About this task
Your result should be the lines holding the word "uses", copied from the entries below.

╭─ Source data

PR #511, opened 2023-01-03
OCPBUGS-5300: routes/status resources can leak sensitive data, exclude it from audit

tkashem:
re-vendor  library-go


dgrisonnet (approved):
/lgtm

PR #513, opened 2023-01-04
OCPBUGS-3290: routes/status resources can leak sensitive data, exclude it from audit

tkashem:
re-vendor library-go


go.mod
```diff
@@ -6,22 +6,22 @@ require (
...
+	go.etcd.io/etcd/client/v3 v3.5.1
+	k8s.io/api v0.24.0
+	k8s.io/apiextensions-apiserver v0.24.0
+	k8s.io/apimachinery v0.24.0
+	k8s.io/apiserver v0.24.0
+	k8s.io/client-go v0.24.0
+	k8s.io/component-base v0.24.0
+	k8s.io/klog/v2 v2.60.1
+	k8s.io/kube-aggregator v0.24.0
+	k8s.io/utils v0.0.0-20220210201930-3a6ce19ff2f9
```
dgrisonnet, line 24: I don't think we want to update to the 0.24.0 clients since this is the version of k8s tied to OCP 4.12

go.mod
```diff
@@ -6,22 +6,22 @@ require (
 	github.com/ghodss/yaml v1.0.0
 	github.com/go-bindata/go-bindata v3.1.2+incompatible
 	github.com/gonum/graph v0.0.0-20170401004347-50b27dea7ebb
-	github.com/openshift/api v0.0.0-20211209135129-c58d9f695577
+	github.com/openshift/api v0.0.0-20220525145417-ee5b62754c68
```
dgrisonnet, line 9: do we really need to update the api?

go.mod
```diff
@@ -6,22 +6,22 @@ require (
...
 	github.com/openshift/build-machinery-go v0.0.0-20211213093930-7e33a7eb4ce3
-	github.com/openshift/client-go v0.0.0-20211209144617-7385dd6338e3
-	github.com/openshift/library-go v0.0.0-20220119122101-7e1811fdb665
-	github.com/spf13/cobra v1.2.1
+	github.com/openshift/client-go v0.0.0-20220525160904-9e1acff93e4a
```
dgrisonnet, line 11: do we really need to update the client?

go.mod
tkashem: I think it came through indirect dependencies. https://github.com/openshift/library-go/blob/release-4.11/go.mod points to `v0.24.0`
4.12 is ` v0.25.0`

dgrisonnet: ah correct

PR #532, opened 2023-05-02
WRKLDS-728: Capabilities: drop build/apps APIService when capabilities are not enabled

ingvagabund:
Unless a capability is unknown, install APIService object for corresponding API only when enabled.


pkg/operator/workload/workload_openshiftapiserver_v311_00_sync.go
```diff
@@ -273,15 +279,45 @@ func manageOpenShiftAPIServerImageImportCA_v311_00_to_latest(ctx context.Context
...
+
+	knownCaps := sets.New[configv1.ClusterVersionCapability](clusterVersion.Status.Capabilities.KnownCapabilities...)
+	capsEnabled := sets.New[configv1.ClusterVersionCapability](clusterVersion.Status.Capabilities.EnabledCapabilities...)
+
+	apiServersConfig := openshiftcontrolplanev1.OpenShiftAPIServerConfig{
+		APIServers: openshiftcontrolplanev1.APIServers{
+			PerGroupOptions: []openshiftcontrolplanev1.PerGroupOptions{},
+		},
+	}
+	if knownCaps.Has(configv1.ClusterVersionCapabilityBuild) && !capsEnabled.Has(configv1.ClusterVersionCapabilityBuild) {
```
p0lyn0mial, line 299: Will you have a test that will test the disabling of this APIs?

pkg/operator/workload/workload_openshiftapiserver_v311_00_sync.go
```diff
@@ -273,15 +279,45 @@ func manageOpenShiftAPIServerImageImportCA_v311_00_to_latest(ctx context.Context
...
+		klog.Infof("Capability %q not enabled, disabling 'openshift.io/build' controller", configv1.ClusterVersionCapabilityBuild)
+		apiServersConfig.APIServers.PerGroupOptions = append(apiServersConfig.APIServers.PerGroupOptions, openshiftcontrolplanev1.PerGroupOptions{Name: openshiftcontrolplanev1.OpenShiftBuildAPIserver, DisabledVersions: []string{"v1"}})
+	}
+
+	if knownCaps.Has(configv1.ClusterVersionCapabilityDeploymentConfig) && !capsEnabled.Has(configv1.ClusterVersionCapabilityDeploymentConfig) {
+		klog.Infof("Capability %q not enabled, disabling 'openshift.io/apps' controller", configv1.ClusterVersionCapabilityDeploymentConfig)
```
p0lyn0mial, line 305: won't this spam logs on every `Sync` ?

pkg/operator/workload/workload_openshiftapiserver_v311_00_sync.go
```diff
@@ -273,15 +279,45 @@ func manageOpenShiftAPIServerImageImportCA_v311_00_to_latest(ctx context.Context
 	return resourceapply.ApplyConfigMap(ctx, client, recorder, requiredConfigMap)
 }
 
-func manageOpenShiftAPIServerConfigMap_v311_00_to_latest(ctx context.Context, client coreclientv1.ConfigMapsGetter, recorder events.Recorder, operatorConfig *operatorv1.OpenShiftAPIServer) (*corev1.ConfigMap, bool, error) {
+func manageOpenShiftAPIServerConfigMap_v311_00_to_latest(ctx context.Context, client coreclientv1.ConfigMapsGetter, clusterVersionInformer configinformersconfigv1.ClusterVersionInformer, recorder events.Recorder, operatorConfig *operatorv1.OpenShiftAPIServer) (*corev1.ConfigMap, bool, error) {
 	configMap := resourceread.ReadConfigMapV1OrDie(v311_00_assets.MustAsset("v3.11.0/openshift-apiserver/cm.yaml"))
 	defaultConfig := v311_00_assets.MustAsset("v3.11.0/config/defaultconfig.yaml")
+
+	clusterVersion, err := clusterVersionInformer.Lister().Get("version")
```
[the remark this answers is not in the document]
p0lyn0mial: And whether we need to add a reactor to the controller.

ingvagabund:
> [sig-cli] oc adm must-gather runs successfully for audit logs [apigroup:config.openshift.io][apigroup:oauth.openshift.io] [Suite:openshift/conformance/parallel]

The last two e2e-aws-own failed due to empty openshift-apiserver audit logs

pkg/operator/workload/workload_openshiftapiserver_v311_00_sync.go
ingvagabund: Already in https://github.com/openshift/cluster-openshift-apiserver-operator/pull/532/commits/dc8a55f7c7352a5d0f1e8599a042f13aa913cab6#diff-25e7c9a2521d15c93e122ab635c1ec19358116650aa275abca5e014b514c69c2R241

pkg/operator/workload/workload_openshiftapiserver_v311_00_sync.go
```diff
@@ -273,15 +279,45 @@ func manageOpenShiftAPIServerImageImportCA_v311_00_to_latest(ctx context.Context
...
+		return nil, false, fmt.Errorf("unable to marshal OpenShiftAPIServerConfig struct: %v", err)
+	}
+
 	requiredConfigMap, _, err := resourcemerge.MergePrunedConfigMap(
 		&openshiftcontrolplanev1.OpenShiftAPIServerConfig{},
 		configMap,
 		"config.yaml",
 		nil,
 		defaultConfig,
+		bytes,
```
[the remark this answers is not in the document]
ingvagabund: https://github.com/openshift/cluster-openshift-apiserver-operator/pull/532/commits/dc8a55f7c7352a5d0f1e8599a042f13aa913cab6#diff-25e7c9a2521d15c93e122ab635c1ec19358116650aa275abca5e014b514c69c2R381-R384

pkg/operator/starter.go
```diff
@@ -383,21 +400,26 @@ func RunOperator(ctx context.Context, controllerConfig *controllercmd.Controller
...
-		{Group: "authorization.openshift.io", Version: "v1"},
-		{Group: "build.openshift.io", Version: "v1"},
-		{Group: "image.openshift.io", Version: "v1"},
-		{Group: "project.openshift.io", Version: "v1"},
-		{Group: "quota.openshift.io", Version: "v1"},
-		{Group: "route.openshift.io", Version: "v1"},
-		{Group: "security.openshift.io", Version: "v1"},
-		{Group: "template.openshift.io", Version: "v1"},
+func apiServices(clusterVersionInformer configinformersconfigv1.ClusterVersionInformer) ([]*apiregistrationv1.APIService, []*apiregistrationv1.APIService, error) {
+	clusterVersion, err := clusterVersionInformer.Lister().Get("version")
```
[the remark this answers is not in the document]
p0lyn0mial: I think that we should add `clusterVersionInformer` to `WithInformers` here https://github.com/openshift/library-go/blob/75c7d51fc4155264ba71551d22d0a1968b7bf989/pkg/operator/apiserver/controller/apiservice/apiservice_controller.go#L66 because 

```
// WithInformers is used to register event handlers and get the caches synchronized functions.
```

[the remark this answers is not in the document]
p0lyn0mial: and maybe we should change `GetAPIServicesToMangeFunc` to accept `clusterVersionInformer configinformersconfigv1.ClusterVersionInformer` ?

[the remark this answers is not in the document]
p0lyn0mial: alternative would be to add `WaitForCacheSync` to the `apiServices` function and somehow trigger the controller to call `apiServices` when `clusterVersionInformer` changes/get an event.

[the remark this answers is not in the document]
p0lyn0mial: does it make sense?

pkg/operator/workload/workload_openshiftapiserver_v311_00_sync.go
p0lyn0mial: ping

pkg/operator/starter.go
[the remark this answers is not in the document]
ingvagabund: > I think that we should add clusterVersionInformer to WithInformers here

https://github.com/openshift/library-go/pull/1562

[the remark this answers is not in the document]
ingvagabund: +1 for passing informers as the list of managed api services may have many different implementation which do not need clusterVersionInformer.

pkg/operator/starter.go
```diff
@@ -418,16 +440,20 @@ func apiServices() []*apiregistrationv1.APIService {
...
 
-	return ret
+	return enabled, disabled, nil
 }
 
 func apiServicesReferences() []configv1.ObjectReference {
 	ret := []configv1.ObjectReference{}
-	for _, apiService := range apiServices() {
-		ret = append(ret, configv1.ObjectReference{Group: "apiregistration.k8s.io", Resource: "apiservices", Name: apiService.Spec.Version + "." + apiService.Spec.Group})
+	for _, apiService := range apiServiceGroupVersions {
```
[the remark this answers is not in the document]
ingvagabund: `apiServicesReferences()` is consumed by `.WithClusterOperatorStatusController` which uses the references to build a mapping of objects. In case a reference has no related object, it gets ignored.

pkg/operator/workload/workload_openshiftapiserver_v311_00_sync.go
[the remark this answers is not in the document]
ingvagabund: That's where informer passed in https://github.com/openshift/cluster-openshift-apiserver-operator/pull/532/commits/dc8a55f7c7352a5d0f1e8599a042f13aa913cab6#diff-0d623dfd885adb20f991bda4c2453aebd732ca6dbb4d1d4be6e79805c3b48de6R243 takes affect. Everytime a cluster version changes, OpenShiftAPIServerWorkload.Sync triggers.

pkg/operator/workload/workload_openshiftapiserver_v311_00_sync.go
ingvagabund: I will increase the log level to 4

pkg/operator/starter.go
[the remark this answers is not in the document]
p0lyn0mial: ok, it looks like this is purely informational. It doesn't have any impact on the core logic.

pkg/operator/starter.go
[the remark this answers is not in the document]
p0lyn0mial: ok, thanks.

pkg/operator/workload/workload_openshiftapiserver_v311_00_sync.go
p0lyn0mial: I think that we should have an e2e test for it, wdyt?

pkg/operator/workload/workload_openshiftapiserver_v311_00_sync.go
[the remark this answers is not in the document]
p0lyn0mial: okay, so it looks like we don't need an informer, we need a Lister here :) Please change it to a Lister.

pkg/operator/workload/workload_openshiftapiserver_v311_00_sync_test.go
```diff
@@ -94,20 +99,33 @@ func TestOperatorConfigProgressingCondition(t *testing.T) {
...
 				countNodes:                fakeCountNodes,
 				ensureAtMostOnePodPerNode: func(spec *appsv1.DeploymentSpec, componentName string) error { return nil },
 			}
 
-			if _, _, err := target.Sync(context.Background(), factory.NewSyncContext("TestSyncCOntext", events.NewInMemoryRecorder(""))); len(err) > 0 {
+			// register the informer
+			configInformers.Config().V1().ClusterVersions().Informer()
+
+			ctx := context.Background()
+			configInformers.Start(ctx.Done())
```
p0lyn0mial, line 125: and having a lister instead of an informer will simplify this unit tests :)

pkg/operator/workload/workload_openshiftapiserver_v311_00_sync.go
```diff
@@ -273,15 +279,46 @@ func manageOpenShiftAPIServerImageImportCA_v311_00_to_latest(ctx context.Context
...
+		klog.V(4).Infof("Capability %q not enabled, disabling 'openshift.io/build' controller", configv1.ClusterVersionCapabilityBuild)
+		apiServersConfig.APIServers.PerGroupOptions = append(apiServersConfig.APIServers.PerGroupOptions, openshiftcontrolplanev1.PerGroupOptions{Name: openshiftcontrolplanev1.OpenShiftBuildAPIserver, DisabledVersions: []string{"v1"}})
+	}
+
+	if knownCaps.Has(configv1.ClusterVersionCapabilityDeploymentConfig) && !capsEnabled.Has(configv1.ClusterVersionCapabilityDeploymentConfig) {
+		klog.V(4).Infof("Capability %q not enabled, disabling 'openshift.io/apps' controller", configv1.ClusterVersionCapabilityDeploymentConfig)
+		apiServersConfig.APIServers.PerGroupOptions = append(apiServersConfig.APIServers.PerGroupOptions, openshiftcontrolplanev1.PerGroupOptions{Name: openshiftcontrolplanev1.OpenShiftAppsAPIserver, DisabledVersions: []string{"v1"}})
+	}
+
+	bytes, err := json.Marshal(apiServersConfig)
```
p0lyn0mial, line 310: mhm, should we be passing a yaml ?

pkg/operator/workload/workload_openshiftapiserver_v311_00_sync_test.go
```diff
@@ -219,3 +237,155 @@ func TestPreconditionFulfilled(t *testing.T) {
...
+			configInformers.WaitForCacheSync(ctx.Done())
+
+			if _, _, err := target.Sync(ctx, factory.NewSyncContext("TestSyncCOntext", events.NewInMemoryRecorder(""))); len(err) > 0 {
+				t.Fatal(err)
+			}
+
+			cm, err := kubeClient.CoreV1().ConfigMaps("openshift-apiserver").Get(ctx, "config", metav1.GetOptions{})
```
p0lyn0mial, line 376: should we check `kubeClient.Actions()` instead ?

pkg/operator/workload/workload_openshiftapiserver_v311_00_sync_test.go
```diff
@@ -219,3 +237,155 @@ func TestPreconditionFulfilled(t *testing.T) {
...
+				{Name: openshiftcontrolplanev1.OpenShiftBuildAPIserver, DisabledVersions: []string{"v1"}},
+				{Name: openshiftcontrolplanev1.OpenShiftAppsAPIserver, DisabledVersions: []string{"v1"}},
+			},
+		},
+	}
+
+	for _, tc := range testCases {
+		t.Run(tc.name, func(t *testing.T) {
+
+			kubeClient := fake.NewSimpleClientset(
```
p0lyn0mial, line 309: please rename it to `fakeKubeClient`

pkg/operator/workload/workload_openshiftapiserver_v311_00_sync_test.go
```diff
@@ -219,3 +237,155 @@ func TestPreconditionFulfilled(t *testing.T) {
...
+				t.Fatal(err)
+			}
+
+			cm, err := kubeClient.CoreV1().ConfigMaps("openshift-apiserver").Get(ctx, "config", metav1.GetOptions{})
+			if err != nil {
+				t.Fatalf("Unable to get 'config' configmap: %v", err)
+			}
+
+			config := openshiftcontrolplanev1.OpenShiftAPIServerConfig{}
+			if err := json.NewDecoder(bytes.NewBuffer([]byte(cm.Data["config.yaml"]))).Decode(&config); err != nil {
```
p0lyn0mial, line 382: `oas` uses a versioned decoder. Could we do the same here ?

```
scheme := runtime.NewScheme()
utilruntime.Must(openshiftcontrolplanev1.Install(scheme))
codecs := serializer.NewCodecFactory(scheme)
obj, err := runtime.Decode(codecs.UniversalDecoder(openshiftcontrolplanev1.GroupVersion, configv1.GroupVersion), configContent)
if err != nil {
	return err
}
config := obj.(*openshiftcontrolplanev1.OpenShiftAPIServerConfig)
```


https://github.com/openshift/openshift-apiserver/blob/df3ca642f426cf2f34abeae152a9fce80b44c63e/pkg/cmd/openshift-apiserver/cmd.go#L129

pkg/operator/workload/workload_openshiftapiserver_v311_00_sync_test.go
```diff
@@ -219,3 +237,155 @@ func TestPreconditionFulfilled(t *testing.T) {
 		})
 	}
 }
+
+func TestCapabilities(t *testing.T) {
+	testCases := []struct {
+		name                    string
+		knownCapabilities       []configv1.ClusterVersionCapability
+		enabledCapabilities     []configv1.ClusterVersionCapability
+		expectedPerGroupOptions []openshiftcontrolplanev1.PerGroupOptions
```
p0lyn0mial, line 246: would it make sense to validate the whole config and not only `PerGroupOptions` ?
assuming that other fields remain unchanged, this shouldn't require much more effort

pkg/operator/workload/workload_openshiftapiserver_v311_00_sync.go
ingvagabund: Updating/adding e2es is the next step once this PR and https://github.com/openshift/cluster-openshift-controller-manager-operator/pull/291 are merged.

pkg/operator/workload/workload_openshiftapiserver_v311_00_sync_test.go
ingvagabund: Done

pkg/operator/workload/workload_openshiftapiserver_v311_00_sync_test.go
ingvagabund: Done

pkg/operator/workload/workload_openshiftapiserver_v311_00_sync.go
p0lyn0mial: where are you planing to add that test ? will it be this repo or in the origin ?

pkg/operator/workload/workload_openshiftapiserver_v311_00_sync_test.go
ingvagabund: What for?

pkg/operator/workload/workload_openshiftapiserver_v311_00_sync_test.go
ingvagabund: TestOperatorConfigProgressingCondition uses kubeClient well. Do you wanna rename it on other test(s) as well?

pkg/operator/workload/workload_openshiftapiserver_v311_00_sync.go
ingvagabund: Origin as we need to check for disabled controllers as well. E.g. read the config or parse the controllers logs.

pkg/operator/workload/workload_openshiftapiserver_v311_00_sync_test.go
p0lyn0mial: We usually do this to check what resource would be sent to the server and how many times. The Get method reads the state stored in memory, which may not necessarily correspond to the resource that would be sent to the server.

pkg/operator/workload/workload_openshiftapiserver_v311_00_sync_test.go
ingvagabund: That would require to construct a full config to compare it with. Also, diff.ObjectDiff over `config.APIServers.PerGroupOptions` is easier to read.

pkg/operator/workload/workload_openshiftapiserver_v311_00_sync_test.go
p0lyn0mial: sure, if this is not a problem for you that would be fine :)

pkg/operator/workload/workload_openshiftapiserver_v311_00_sync.go
p0lyn0mial: Ideally if we could add a test here and then also run it from the origin repo. Are you planing to add the test before we ship 4.14 ?

pkg/operator/workload/workload_openshiftapiserver_v311_00_sync_test.go
ingvagabund: Something like https://github.com/openshift/openshift-apiserver/blob/064c2d0ef0ecaeda2bcc4387eaaa7258cee5adcf/pkg/project/apiserver/registry/project/proxy/proxy_test.go#L96-L101? Is the goal here to add just a test for `Matches("update", "configmaps")`? Or, to more inspect the corresponding action? Do you have an example?

pkg/operator/workload/workload_openshiftapiserver_v311_00_sync.go
ingvagabund: Yes. All tests need to land before 4.14 ships.

pkg/operator/workload/workload_openshiftapiserver_v311_00_sync_test.go
p0lyn0mial: Usually we verify the verbs (https://github.com/openshift/library-go/blob/abaa55e36ec42bcade37586fbeabfb5bf48cd5b8/pkg/operator/encryption/controllers/key_controller_test.go#L389)

And the content of the resource as well (https://github.com/openshift/library-go/blob/abaa55e36ec42bcade37586fbeabfb5bf48cd5b8/pkg/operator/encryption/controllers/key_controller_test.go#L302)

I think we could check both here as well.

pkg/operator/workload/workload_openshiftapiserver_v311_00_sync.go
p0lyn0mial: OK. I would like to avoid shipping a feature without the tests. Thanks.

pkg/operator/workload/workload_openshiftapiserver_v311_00_sync_test.go
ingvagabund: Done

pkg/operator/workload/workload_openshiftapiserver_v311_00_sync_test.go
ingvagabund: Done

pkg/operator/workload/workload_openshiftapiserver_v311_00_sync_test.go
ingvagabund: Done

pkg/operator/workload/workload_openshiftapiserver_v311_00_sync.go
ingvagabund: Done

pkg/operator/workload/workload_openshiftapiserver_v311_00_sync.go
```diff
@@ -273,15 +279,46 @@ func manageOpenShiftAPIServerImageImportCA_v311_00_to_latest(ctx context.Context
...
+		},
+	}
+
+	if knownCaps.Has(configv1.ClusterVersionCapabilityBuild) && !capsEnabled.Has(configv1.ClusterVersionCapabilityBuild) {
+		klog.V(4).Infof("Capability %q not enabled, disabling 'openshift.io/build' controller", configv1.ClusterVersionCapabilityBuild)
+		apiServersConfig.APIServers.PerGroupOptions = append(apiServersConfig.APIServers.PerGroupOptions, openshiftcontrolplanev1.PerGroupOptions{Name: openshiftcontrolplanev1.OpenShiftBuildAPIserver, DisabledVersions: []string{"v1"}})
+	}
+
+	if knownCaps.Has(configv1.ClusterVersionCapabilityDeploymentConfig) && !capsEnabled.Has(configv1.ClusterVersionCapabilityDeploymentConfig) {
+		klog.V(4).Infof("Capability %q not enabled, disabling 'openshift.io/apps' controller", configv1.ClusterVersionCapabilityDeploymentConfig)
```
p0lyn0mial, line 306: mhm, I still think it will be logged on every sync. What is the value of spamming the log file with this information ? Ideally if we could log it just once, right ?

p0lyn0mial: Maybe we need a new condition ? Does the service controller set a condition ?

ingvagabund: With log 4 it is good to know the operator properly reads the capabilities. Otherwise, I'd need to get the CM, decode it, read the list of disabled apiservers and compare it. Too much additional code for just a single log line.

ingvagabund: The API service controller sets the new Degraded condition for API service endpoints until the disabled APIService objects are deleted. The test is reported through the already existing conditions for operands.

PR #536, opened 2023-06-02
OCPBUGS-14010: increase timeout for probes

tkashem:


deads2k:
/lgtm
/hold

holding in case you'd like another set of eyes.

╰─

Expected answer
ingvagabund: `apiServicesReferences()` is consumed by `.WithClusterOperatorStatusController` which uses the references to build a mapping of objects. In case a reference has no related object, it gets ignored.
p0lyn0mial, line 382: `oas` uses a versioned decoder. Could we do the same here ?
ingvagabund: TestOperatorConfigProgressingCondition uses kubeClient well. Do you wanna rename it on other test(s) as well?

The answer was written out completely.